Please quote exactly the opening lines of the data, from the first line to the one where "would put down" appears.
-------- DATA LISTING --------
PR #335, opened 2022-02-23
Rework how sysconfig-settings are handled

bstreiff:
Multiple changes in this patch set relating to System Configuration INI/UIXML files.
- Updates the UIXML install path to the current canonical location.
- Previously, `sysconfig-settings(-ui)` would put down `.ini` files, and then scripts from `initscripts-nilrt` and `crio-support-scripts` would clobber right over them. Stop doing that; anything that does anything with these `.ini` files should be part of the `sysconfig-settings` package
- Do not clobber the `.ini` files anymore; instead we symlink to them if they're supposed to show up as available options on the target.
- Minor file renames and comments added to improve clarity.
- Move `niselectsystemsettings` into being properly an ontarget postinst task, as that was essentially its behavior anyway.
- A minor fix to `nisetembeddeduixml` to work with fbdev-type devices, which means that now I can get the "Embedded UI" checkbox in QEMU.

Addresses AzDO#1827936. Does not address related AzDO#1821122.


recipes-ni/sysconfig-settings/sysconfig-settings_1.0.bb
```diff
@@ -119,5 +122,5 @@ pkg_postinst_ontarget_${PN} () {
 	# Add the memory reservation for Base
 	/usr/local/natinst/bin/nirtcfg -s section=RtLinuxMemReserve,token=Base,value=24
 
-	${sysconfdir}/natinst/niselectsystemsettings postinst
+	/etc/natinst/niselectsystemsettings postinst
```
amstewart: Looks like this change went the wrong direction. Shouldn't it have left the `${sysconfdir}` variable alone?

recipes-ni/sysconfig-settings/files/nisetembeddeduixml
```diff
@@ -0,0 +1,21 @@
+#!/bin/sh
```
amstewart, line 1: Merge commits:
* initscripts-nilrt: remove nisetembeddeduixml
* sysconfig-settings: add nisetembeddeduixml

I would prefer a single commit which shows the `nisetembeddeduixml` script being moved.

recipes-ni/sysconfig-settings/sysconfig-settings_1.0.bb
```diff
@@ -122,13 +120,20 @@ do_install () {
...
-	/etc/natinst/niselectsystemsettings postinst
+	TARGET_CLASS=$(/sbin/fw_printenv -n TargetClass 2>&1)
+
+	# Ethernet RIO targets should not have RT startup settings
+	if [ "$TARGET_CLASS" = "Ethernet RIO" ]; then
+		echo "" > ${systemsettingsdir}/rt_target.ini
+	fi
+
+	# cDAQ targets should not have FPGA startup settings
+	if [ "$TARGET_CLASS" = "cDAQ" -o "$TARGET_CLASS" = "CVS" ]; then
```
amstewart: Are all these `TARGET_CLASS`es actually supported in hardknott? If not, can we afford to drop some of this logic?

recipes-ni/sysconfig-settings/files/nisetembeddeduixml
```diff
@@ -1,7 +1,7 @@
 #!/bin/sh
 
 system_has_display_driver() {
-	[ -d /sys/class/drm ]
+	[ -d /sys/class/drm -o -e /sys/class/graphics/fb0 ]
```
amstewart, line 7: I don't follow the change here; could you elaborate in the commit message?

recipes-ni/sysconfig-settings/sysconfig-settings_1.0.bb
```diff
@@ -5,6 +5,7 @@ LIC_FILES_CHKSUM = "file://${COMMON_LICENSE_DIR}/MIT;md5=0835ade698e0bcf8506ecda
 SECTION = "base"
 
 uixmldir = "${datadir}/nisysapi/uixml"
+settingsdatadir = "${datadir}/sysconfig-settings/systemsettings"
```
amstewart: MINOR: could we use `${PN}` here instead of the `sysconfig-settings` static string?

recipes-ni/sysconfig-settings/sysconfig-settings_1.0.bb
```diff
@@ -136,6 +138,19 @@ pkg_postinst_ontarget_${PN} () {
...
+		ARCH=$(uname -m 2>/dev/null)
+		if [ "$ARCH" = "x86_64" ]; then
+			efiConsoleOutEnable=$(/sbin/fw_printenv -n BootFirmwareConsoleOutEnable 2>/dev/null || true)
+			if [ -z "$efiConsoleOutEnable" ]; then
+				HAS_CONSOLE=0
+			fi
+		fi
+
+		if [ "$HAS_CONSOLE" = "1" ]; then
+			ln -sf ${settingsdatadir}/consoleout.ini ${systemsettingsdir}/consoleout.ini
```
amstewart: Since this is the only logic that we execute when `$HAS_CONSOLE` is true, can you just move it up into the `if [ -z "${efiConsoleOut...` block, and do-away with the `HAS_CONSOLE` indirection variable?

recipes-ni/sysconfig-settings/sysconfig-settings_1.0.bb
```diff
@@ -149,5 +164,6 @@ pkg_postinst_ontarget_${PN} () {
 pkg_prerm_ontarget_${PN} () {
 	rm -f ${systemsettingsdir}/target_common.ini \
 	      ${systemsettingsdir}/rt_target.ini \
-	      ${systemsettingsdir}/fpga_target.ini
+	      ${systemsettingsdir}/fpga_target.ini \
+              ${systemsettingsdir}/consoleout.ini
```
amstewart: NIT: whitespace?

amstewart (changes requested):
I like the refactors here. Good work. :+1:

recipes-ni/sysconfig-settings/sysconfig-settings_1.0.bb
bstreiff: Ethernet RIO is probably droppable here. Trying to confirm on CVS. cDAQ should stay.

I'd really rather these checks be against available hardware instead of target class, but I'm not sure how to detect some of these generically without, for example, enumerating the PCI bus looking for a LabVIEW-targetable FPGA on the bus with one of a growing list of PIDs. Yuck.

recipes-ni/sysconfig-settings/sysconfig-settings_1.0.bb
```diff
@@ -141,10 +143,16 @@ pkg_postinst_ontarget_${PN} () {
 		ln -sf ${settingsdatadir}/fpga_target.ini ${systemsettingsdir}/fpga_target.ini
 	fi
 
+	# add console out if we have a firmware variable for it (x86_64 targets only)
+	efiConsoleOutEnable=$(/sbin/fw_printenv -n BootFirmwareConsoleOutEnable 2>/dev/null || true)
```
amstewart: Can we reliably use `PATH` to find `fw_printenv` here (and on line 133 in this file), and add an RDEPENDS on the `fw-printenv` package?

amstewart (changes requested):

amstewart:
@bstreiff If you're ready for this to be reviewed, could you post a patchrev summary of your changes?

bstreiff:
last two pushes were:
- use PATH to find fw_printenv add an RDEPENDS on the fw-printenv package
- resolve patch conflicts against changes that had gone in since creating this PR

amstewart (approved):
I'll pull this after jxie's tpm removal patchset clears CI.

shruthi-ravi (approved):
--------
TASK RESPONSE:
PR #335, opened 2022-02-23
Rework how sysconfig-settings are handled

bstreiff:
Multiple changes in this patch set relating to System Configuration INI/UIXML files.
- Updates the UIXML install path to the current canonical location.
- Previously, `sysconfig-settings(-ui)` would put down `.ini` files, and then scripts from `initscripts-nilrt` and `crio-support-scripts` would clobber right over them. Stop doing that; anything that does anything with these `.ini` files should be part of the `sysconfig-settings` package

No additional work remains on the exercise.